• **DATA TO USE**
PR #1506, opened 2023-04-20
Use dashes instead of underscore in job names

halvorsanden:
It’s possible that Terraform has issues when referring to things with underscore – at least the new branch protection doesn’t catch the job name reference.


bringdev:
[trello.com/c/woJ8MmDj](https://trello.com/c/woJ8MmDj)

PR #1518, opened 2023-05-02
Make API updates subscription as web component

Igor-J86:
Making the API updates subscription as a web component with this PR. Not sure if this will work properly with React, so want to test it out by generating a staging static dev-site webapp, and see if the different React apps will allow the web component to be mounted from the served JS file in Mybring.


bringdev:
[trello.com/c/gQUCRUHm](https://trello.com/c/gQUCRUHm)

PR #1520, opened 2023-05-04
Remove SOAP docs again for booking

tomgag:
We want to discontinue SOAP for the Booking API at some point. Let's prevent new users from starting to use it by removing it from the docs.


halvorsanden:
👍 I think you also need to remove the reference to the raml file in config.json (around L100).

tomgag:
> 👍 I think you also need to remove the reference to the raml file in config.json (around L100).

Done

content/api/booking/api.raml
```diff
@@ -2,43 +2,3 @@
 ---
```
halvorsanden, line 2: You can also delete this entire file.

halvorsanden (approved):

PR #1579, opened 2023-08-07
Hide irrelevant parties params in booking API docs

pedromacli:
The `parties` element contains `consignor`, `consignee`, `importer`, `sender`, `recipient` and `returnTo`, which are all implemented by the same DTO ([DtoParty](https://github.com/bring/booking-api/blob/master/src/main/java/no/bring/booking/api/dto/request/DtoParty.java)), so if we add a description for a param in `DtoParty`, said description is shown for all parties. However, not all params/descriptions are relevant for all parties, so we want to hide specific params depending on the party. It doesn't look like it's possible to do this with Swagger (on the `booking-api` side), so doing the changes here. 

@halvorsanden Let me know if there's a better (less hackish) way of achieving this 😛 

Preview of `consignee` party **before:**

consignee before

**After:**

consignee after

### DIFF
--- a/layouts/partials/api/oas/request-schema-xml.html
+++ b/layouts/partials/api/oas/request-schema-xml.html
@@ -1,5 +1,7 @@
 {{- $schemaObj := .schemaObj -}}
 {{- $name := .name -}}
+{{- $objName := .objName -}}
+{{- $contactParent := .contactParent -}}
 {{- $required := .required -}}
 {{- $components := .components -}}
 {{- $endpointId := .endpointId -}}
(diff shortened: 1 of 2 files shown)


bringdev:
[trello.com/c/5Tvq5d9b](https://trello.com/c/5Tvq5d9b)

halvorsanden:
I’ll pull this and try a couple of things …

pedromacli:
Any luck here, @halvorsanden? 😉

halvorsanden:
Yeah, I’m trying to move the exceptions into the API frontmatter so we keep it separate from the template. But haven’t had time to finish it. Since this cannot be done in the source/Swagger (as far as I know too), we have to do something here anyway, so feel free to merge the current solution, and my team can keep working on the other solution and keep you in the loop on that.

halvorsanden (approved):
OK solution for now. We’ll continue to look at another way to do it that doesn’t need API-specific info in the template..

pedromacli:
> Yeah, I’m trying to move the exceptions into the API frontmatter so we keep it separate from the template. But haven’t had time to finish it. Since this cannot be done in the source/Swagger (as far as I know too), we have to do something here anyway, so feel free to merge the current solution, and my team can keep working on the other solution and keep you in the loop on that.

Sounds good :) Thanks for looking into this!

PR #1580, opened 2023-08-07
Add support for topical sub subpages

halvorsanden:
- Rearranges the SG special topics according to their new structure.
- Adds support for a second level and gathering those files in one page.
- Skipped adding a menu on the right-hand side for the individual pages. They didn’t become that long, but we’ll add it to the suggestion box for later.

Screenshot 2023-08-07 at 15 13 53


bringdev:
[trello.com/c/Hthy9xzu](https://trello.com/c/Hthy9xzu)

halvorsanden:
Build fails because event-cast is missing ATM. Seems like it’s being updated.

halvorsanden:
> Looks like some other pages have been affected as well..
> 
> Examples: https://mango-cliff-0e97d9203-1580.westeurope.azurestaticapps.net/api/revision-history/ https://mango-cliff-0e97d9203-1580.westeurope.azurestaticapps.net/api/e-commerce-solutions/

Oooo, funky effect, I only checked the other APIs, thanks!
Maybe it’s time we make some separate templates for such pages.

Igor-J86 (approved):
One small detail, but otherwise this looks good! 🚀

PR #1582, opened 2023-08-10
Prevent loading and linking to language variant of getting started page

halvorsanden:
The page is a category, which in Hugo terms is a collection of the subpages, but we use it as a standalone page (because of historical reasons?), which works fine without hacks, but when one of the pages in that category is translated, the category page also gets the same functionality. The same goes for the home page, but that had a more straightforward check already in place.

Since this came from the checkout guide translation, I discovered a few things and gave them some attention:
- Used the same style for sectioning as the rest of the site (single border instead of complete frame/box)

• **TASK OBJECTIVE**
In your answer, include only the lines above starting at the line that holds "affected as well.." and ending at the line that holds "Oooo, funky effect, I", copied exactly.

• **ANSWER TO THIS TASK**
> Looks like some other pages have been affected as well..
> 
> Examples: https://mango-cliff-0e97d9203-1580.westeurope.azurestaticapps.net/api/revision-history/ https://mango-cliff-0e97d9203-1580.westeurope.azurestaticapps.net/api/e-commerce-solutions/

Oooo, funky effect, I only checked the other APIs, thanks!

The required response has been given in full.